[Extracted data entries]
=== Begin Enclosure ===
PR #67, opened 2022-02-26
doc-routing-guidelines 

mmiele:
Started article.

### DIFF
--- a/documentation/general/design/dash-routing-guidelines.md
+++ b/documentation/general/design/dash-routing-guidelines.md
@@ -1,0 +1,8 @@
+---
+title: Routing guidelines
+last update: 02/25/2022
+---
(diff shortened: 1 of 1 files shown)


chrispsommers:
IMHO it seems like a "dataplane" topic to me, just like the IP fragments topic.

mmiele:
@chrispsommers Moved to dataplane/design.

chrispsommers:
Hi @mmiele I've been reading this as it develops, it looks very helpful and well-written. However, should the use of the term "VM" be replaced with "DASH DPU?" I might be uninformed, but it seems like this is the "legacy" architecture and DASH DPUs are meant to accelerate what was formerly done in a VM.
=== End Enclosure ===
Required work:
Please return exactly the lines that run from the line with "Moved to dataplane/design." through the end of the records above, both included, and nothing more.

Response:
@chrispsommers Moved to dataplane/design.

chrispsommers:
Hi @mmiele I've been reading this as it develops, it looks very helpful and well-written. However, should the use of the term "VM" be replaced with "DASH DPU?" I might be uninformed, but it seems like this is the "legacy" architecture and DASH DPUs are meant to accelerate what was formerly done in a VM.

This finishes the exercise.